PROBLEM STATEMENT: Search the entries for the word "docstring". Copy every line that holds it.

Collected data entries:
== Segment start ==

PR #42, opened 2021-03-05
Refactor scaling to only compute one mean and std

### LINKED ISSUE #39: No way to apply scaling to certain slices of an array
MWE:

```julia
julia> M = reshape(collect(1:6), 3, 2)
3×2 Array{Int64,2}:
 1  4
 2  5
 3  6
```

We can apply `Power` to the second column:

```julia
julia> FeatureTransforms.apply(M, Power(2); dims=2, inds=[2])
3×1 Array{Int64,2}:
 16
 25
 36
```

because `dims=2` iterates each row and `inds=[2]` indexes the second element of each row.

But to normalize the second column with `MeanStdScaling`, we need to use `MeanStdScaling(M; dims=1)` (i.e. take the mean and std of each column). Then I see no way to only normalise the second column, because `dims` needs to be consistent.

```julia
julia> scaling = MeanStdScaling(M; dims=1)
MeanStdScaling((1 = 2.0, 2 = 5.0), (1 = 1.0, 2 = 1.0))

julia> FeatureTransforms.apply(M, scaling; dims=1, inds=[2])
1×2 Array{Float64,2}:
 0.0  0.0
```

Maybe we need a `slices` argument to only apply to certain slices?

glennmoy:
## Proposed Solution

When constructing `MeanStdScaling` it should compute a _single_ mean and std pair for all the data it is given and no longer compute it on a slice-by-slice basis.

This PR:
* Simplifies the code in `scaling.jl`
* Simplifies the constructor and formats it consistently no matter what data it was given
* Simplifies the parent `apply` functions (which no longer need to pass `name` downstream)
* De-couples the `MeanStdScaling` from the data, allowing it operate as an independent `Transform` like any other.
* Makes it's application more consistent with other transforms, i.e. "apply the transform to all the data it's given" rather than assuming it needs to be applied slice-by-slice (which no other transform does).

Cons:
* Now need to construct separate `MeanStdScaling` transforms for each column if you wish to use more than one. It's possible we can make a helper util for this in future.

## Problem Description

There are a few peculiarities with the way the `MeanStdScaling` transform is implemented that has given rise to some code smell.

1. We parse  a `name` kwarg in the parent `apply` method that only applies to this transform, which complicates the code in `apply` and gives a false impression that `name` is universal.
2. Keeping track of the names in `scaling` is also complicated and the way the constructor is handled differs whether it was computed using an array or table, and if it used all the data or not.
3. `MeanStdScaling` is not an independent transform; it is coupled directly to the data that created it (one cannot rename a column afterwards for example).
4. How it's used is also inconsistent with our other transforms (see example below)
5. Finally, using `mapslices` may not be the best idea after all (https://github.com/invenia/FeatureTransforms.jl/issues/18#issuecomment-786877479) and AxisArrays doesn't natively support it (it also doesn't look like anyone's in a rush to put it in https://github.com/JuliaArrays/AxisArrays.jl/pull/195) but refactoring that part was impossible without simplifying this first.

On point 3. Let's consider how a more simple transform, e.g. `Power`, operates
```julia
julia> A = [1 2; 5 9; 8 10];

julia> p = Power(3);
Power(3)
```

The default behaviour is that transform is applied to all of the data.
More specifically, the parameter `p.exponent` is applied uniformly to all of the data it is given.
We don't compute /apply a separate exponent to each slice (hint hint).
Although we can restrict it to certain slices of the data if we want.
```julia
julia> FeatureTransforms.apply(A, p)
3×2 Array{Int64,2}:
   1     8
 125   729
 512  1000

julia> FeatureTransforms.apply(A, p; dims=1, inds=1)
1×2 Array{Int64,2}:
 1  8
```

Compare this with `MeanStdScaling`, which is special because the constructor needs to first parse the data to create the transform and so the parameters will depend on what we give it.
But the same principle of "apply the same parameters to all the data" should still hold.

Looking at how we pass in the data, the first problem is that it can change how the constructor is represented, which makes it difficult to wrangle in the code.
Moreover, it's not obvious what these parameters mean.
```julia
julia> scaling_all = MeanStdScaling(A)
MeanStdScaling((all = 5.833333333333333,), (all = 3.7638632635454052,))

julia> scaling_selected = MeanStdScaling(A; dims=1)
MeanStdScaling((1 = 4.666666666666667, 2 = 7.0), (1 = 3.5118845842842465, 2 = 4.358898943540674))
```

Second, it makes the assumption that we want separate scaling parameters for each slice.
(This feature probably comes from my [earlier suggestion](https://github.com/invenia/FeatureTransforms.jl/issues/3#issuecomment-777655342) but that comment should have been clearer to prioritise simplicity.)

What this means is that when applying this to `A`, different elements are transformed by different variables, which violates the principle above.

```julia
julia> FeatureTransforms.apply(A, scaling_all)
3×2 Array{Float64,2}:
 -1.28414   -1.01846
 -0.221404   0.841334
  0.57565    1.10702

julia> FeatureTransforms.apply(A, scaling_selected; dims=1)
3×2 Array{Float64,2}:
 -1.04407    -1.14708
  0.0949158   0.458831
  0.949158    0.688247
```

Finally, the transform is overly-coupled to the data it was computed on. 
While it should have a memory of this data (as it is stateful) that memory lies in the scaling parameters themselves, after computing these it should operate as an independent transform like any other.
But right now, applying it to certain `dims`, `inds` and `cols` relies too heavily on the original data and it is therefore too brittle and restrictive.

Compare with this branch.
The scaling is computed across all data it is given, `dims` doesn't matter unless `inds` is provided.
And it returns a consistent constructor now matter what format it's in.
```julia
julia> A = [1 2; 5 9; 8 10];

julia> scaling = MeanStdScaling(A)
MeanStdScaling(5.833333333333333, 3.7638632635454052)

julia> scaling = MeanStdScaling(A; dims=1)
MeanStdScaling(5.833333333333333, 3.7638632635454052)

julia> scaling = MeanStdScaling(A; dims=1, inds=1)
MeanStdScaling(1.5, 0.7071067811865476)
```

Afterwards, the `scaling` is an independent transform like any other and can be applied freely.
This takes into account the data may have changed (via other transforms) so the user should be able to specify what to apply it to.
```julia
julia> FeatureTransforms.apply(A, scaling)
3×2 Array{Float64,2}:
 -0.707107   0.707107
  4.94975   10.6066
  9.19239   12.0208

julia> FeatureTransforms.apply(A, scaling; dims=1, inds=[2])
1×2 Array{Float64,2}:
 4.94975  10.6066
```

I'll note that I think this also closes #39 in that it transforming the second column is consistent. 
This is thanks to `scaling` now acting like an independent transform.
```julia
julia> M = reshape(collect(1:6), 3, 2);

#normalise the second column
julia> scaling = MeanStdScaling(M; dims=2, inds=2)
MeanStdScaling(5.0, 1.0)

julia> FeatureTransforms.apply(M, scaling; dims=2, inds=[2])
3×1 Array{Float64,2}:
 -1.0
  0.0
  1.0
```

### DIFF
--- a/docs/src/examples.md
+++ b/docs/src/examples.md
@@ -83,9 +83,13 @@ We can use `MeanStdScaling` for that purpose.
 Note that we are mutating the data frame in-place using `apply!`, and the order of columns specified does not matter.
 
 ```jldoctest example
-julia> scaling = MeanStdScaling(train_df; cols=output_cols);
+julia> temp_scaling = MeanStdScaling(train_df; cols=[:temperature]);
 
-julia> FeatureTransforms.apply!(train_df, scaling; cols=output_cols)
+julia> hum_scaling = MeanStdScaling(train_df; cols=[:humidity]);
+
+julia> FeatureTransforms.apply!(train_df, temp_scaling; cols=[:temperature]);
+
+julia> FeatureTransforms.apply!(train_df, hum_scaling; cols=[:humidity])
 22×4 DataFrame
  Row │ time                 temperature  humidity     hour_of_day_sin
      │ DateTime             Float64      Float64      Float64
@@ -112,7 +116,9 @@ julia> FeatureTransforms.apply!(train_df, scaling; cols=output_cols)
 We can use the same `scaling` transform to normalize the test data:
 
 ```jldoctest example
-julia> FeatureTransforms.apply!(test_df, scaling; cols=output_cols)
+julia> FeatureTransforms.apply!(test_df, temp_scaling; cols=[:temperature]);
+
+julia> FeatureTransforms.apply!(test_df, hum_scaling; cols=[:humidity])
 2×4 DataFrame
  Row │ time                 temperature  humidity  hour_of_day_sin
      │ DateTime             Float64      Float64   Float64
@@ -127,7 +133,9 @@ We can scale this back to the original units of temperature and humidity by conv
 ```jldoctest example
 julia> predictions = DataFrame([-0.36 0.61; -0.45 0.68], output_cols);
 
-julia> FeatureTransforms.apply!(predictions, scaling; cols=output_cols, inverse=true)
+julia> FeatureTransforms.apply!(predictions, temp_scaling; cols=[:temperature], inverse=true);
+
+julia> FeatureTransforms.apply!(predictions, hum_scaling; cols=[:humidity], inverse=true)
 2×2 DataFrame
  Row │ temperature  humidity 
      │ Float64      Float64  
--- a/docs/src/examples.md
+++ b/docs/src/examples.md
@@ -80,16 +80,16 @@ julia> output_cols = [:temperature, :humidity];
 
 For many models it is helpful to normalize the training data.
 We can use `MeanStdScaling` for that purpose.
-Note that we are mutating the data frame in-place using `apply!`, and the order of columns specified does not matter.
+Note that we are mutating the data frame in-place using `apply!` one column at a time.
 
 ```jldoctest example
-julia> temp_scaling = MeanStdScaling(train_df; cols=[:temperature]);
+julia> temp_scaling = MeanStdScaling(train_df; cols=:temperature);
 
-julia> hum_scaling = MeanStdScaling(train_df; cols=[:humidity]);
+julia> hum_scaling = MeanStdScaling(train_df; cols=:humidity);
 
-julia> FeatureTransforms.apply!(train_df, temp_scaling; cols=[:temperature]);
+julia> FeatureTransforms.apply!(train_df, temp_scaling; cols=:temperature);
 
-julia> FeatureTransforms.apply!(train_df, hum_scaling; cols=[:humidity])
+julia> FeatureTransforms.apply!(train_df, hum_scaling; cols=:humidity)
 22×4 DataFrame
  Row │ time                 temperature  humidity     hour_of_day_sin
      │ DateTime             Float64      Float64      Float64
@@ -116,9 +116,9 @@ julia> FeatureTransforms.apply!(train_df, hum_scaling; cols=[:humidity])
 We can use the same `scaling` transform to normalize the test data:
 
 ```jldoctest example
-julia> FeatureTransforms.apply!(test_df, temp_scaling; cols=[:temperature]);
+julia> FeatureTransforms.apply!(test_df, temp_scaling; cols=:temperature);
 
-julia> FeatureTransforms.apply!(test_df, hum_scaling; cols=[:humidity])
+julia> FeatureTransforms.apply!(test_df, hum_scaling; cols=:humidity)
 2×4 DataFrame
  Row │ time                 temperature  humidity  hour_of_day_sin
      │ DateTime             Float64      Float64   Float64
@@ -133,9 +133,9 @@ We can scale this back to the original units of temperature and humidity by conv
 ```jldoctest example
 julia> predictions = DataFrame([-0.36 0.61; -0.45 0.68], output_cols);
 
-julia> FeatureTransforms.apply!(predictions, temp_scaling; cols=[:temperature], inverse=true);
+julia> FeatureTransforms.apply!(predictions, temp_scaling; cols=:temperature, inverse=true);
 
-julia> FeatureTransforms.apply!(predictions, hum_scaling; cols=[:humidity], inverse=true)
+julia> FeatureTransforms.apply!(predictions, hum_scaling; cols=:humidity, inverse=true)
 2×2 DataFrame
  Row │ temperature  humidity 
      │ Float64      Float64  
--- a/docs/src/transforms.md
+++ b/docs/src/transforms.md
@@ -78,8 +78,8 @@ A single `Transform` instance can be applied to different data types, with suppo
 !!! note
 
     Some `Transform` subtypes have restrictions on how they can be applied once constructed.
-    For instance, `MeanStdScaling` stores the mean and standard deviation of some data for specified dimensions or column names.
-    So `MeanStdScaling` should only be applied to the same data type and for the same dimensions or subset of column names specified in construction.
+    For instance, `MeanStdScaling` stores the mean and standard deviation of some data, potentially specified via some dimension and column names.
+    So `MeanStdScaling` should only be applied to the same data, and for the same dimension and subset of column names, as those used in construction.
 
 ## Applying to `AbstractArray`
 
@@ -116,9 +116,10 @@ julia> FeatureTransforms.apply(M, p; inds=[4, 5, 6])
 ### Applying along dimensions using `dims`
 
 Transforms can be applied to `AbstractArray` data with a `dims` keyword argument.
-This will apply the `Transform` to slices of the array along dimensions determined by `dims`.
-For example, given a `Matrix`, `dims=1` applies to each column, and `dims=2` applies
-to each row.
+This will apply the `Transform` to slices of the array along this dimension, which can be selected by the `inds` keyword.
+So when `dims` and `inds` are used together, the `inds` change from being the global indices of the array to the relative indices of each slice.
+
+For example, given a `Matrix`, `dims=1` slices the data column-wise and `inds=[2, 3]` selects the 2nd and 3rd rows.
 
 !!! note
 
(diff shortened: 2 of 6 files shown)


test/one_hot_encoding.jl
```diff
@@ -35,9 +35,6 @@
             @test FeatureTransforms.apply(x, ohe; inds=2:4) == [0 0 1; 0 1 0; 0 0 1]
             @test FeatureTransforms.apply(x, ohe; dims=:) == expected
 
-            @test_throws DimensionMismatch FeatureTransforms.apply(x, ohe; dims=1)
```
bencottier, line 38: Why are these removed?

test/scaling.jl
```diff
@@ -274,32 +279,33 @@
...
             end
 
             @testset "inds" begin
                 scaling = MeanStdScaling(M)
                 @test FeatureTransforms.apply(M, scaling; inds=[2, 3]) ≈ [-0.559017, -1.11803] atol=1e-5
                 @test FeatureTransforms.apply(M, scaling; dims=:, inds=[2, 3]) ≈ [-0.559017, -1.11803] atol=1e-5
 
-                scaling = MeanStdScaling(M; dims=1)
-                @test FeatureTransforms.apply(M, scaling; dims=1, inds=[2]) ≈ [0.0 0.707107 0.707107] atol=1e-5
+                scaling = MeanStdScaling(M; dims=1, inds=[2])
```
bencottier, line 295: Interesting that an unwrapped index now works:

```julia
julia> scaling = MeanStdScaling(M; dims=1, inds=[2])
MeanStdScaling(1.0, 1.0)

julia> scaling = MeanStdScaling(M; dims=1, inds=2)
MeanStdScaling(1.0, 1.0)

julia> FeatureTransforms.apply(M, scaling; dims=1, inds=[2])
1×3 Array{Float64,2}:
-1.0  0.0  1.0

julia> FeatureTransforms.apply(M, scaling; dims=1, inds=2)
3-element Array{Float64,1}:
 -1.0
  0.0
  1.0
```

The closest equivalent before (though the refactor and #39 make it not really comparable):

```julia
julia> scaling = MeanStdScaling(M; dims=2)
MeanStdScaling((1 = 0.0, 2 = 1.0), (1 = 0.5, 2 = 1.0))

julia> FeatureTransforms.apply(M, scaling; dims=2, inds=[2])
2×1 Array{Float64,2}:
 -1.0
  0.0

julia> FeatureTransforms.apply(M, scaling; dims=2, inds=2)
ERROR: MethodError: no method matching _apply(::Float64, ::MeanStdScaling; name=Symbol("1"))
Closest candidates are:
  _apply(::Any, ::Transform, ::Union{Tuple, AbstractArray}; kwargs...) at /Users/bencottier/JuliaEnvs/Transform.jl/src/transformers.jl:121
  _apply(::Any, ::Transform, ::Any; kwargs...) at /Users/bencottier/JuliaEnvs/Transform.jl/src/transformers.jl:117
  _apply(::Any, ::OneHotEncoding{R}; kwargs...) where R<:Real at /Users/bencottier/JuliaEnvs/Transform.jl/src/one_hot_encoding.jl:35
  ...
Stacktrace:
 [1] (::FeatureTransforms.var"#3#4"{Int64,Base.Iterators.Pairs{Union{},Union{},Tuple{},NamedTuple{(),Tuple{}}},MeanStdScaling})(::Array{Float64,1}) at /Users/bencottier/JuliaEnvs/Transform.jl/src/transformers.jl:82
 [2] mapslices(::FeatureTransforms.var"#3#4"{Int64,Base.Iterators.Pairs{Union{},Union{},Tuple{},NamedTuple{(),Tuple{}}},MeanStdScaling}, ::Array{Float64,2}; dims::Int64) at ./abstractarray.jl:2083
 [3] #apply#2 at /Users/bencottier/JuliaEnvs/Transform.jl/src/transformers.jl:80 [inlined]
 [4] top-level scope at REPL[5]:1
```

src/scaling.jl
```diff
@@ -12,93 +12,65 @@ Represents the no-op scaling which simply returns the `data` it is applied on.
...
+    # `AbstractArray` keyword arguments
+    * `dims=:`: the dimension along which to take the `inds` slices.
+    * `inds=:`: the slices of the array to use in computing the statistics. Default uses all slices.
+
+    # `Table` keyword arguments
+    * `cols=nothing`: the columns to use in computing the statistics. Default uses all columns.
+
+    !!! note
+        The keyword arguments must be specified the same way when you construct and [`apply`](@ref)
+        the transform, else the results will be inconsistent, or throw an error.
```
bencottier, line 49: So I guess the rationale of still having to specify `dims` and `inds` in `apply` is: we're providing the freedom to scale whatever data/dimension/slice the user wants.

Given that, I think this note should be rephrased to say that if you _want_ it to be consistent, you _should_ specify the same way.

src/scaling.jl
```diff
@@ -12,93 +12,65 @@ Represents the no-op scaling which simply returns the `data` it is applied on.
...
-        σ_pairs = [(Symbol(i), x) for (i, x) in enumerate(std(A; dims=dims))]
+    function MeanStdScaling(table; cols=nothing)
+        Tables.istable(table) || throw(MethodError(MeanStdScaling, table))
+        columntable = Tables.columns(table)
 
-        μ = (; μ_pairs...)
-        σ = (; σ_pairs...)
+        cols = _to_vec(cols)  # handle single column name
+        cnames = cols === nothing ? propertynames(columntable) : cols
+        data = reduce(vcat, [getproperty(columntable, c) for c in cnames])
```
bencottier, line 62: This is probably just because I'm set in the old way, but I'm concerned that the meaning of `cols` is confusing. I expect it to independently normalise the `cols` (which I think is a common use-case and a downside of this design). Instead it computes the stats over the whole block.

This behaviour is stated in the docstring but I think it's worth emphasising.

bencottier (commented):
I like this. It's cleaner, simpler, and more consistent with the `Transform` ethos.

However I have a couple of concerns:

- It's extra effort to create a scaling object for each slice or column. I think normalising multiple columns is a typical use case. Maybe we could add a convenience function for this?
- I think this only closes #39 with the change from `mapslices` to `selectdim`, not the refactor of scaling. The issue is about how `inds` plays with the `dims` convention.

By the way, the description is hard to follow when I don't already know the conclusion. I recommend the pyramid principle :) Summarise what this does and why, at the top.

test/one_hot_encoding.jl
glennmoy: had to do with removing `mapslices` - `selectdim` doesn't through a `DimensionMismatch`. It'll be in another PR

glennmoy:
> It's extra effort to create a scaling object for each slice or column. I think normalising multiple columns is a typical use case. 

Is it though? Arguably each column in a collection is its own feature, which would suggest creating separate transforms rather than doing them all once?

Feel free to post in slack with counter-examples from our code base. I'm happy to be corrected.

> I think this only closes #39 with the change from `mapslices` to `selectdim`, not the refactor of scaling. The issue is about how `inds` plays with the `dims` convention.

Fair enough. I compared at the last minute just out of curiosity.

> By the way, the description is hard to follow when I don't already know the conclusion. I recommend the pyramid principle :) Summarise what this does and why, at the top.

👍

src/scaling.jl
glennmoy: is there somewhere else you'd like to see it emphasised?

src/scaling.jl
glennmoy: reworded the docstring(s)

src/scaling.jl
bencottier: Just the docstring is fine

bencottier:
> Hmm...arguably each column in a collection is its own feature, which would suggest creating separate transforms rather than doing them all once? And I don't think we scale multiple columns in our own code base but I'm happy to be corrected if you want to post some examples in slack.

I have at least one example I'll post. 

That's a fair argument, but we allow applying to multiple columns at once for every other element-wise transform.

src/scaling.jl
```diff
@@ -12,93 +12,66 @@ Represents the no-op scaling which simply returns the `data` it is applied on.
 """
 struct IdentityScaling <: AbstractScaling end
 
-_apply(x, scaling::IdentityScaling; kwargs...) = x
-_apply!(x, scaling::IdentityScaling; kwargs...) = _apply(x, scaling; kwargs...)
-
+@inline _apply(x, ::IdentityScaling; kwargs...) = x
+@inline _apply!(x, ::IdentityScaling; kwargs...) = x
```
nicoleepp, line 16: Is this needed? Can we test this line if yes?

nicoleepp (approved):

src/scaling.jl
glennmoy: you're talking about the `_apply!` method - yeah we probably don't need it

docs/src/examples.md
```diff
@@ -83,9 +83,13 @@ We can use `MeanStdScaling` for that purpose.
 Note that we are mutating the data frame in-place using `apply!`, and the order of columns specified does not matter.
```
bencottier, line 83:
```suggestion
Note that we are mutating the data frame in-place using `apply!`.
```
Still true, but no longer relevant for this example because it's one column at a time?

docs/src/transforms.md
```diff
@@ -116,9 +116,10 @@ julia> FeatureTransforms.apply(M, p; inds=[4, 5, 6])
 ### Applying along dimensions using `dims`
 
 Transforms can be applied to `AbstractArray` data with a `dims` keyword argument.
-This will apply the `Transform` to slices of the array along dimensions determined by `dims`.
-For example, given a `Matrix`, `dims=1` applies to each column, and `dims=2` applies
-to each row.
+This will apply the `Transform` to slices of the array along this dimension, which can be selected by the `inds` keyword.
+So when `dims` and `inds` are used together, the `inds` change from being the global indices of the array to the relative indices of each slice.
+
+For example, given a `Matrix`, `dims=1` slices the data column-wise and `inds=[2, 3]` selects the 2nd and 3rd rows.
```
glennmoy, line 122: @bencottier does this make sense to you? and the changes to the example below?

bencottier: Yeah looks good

== Segment end ==

SOLUTION TO THIS PROBLEM:
This behaviour is stated in the docstring but I think it's worth emphasising.
glennmoy: reworded the docstring(s)
bencottier: Just the docstring is fine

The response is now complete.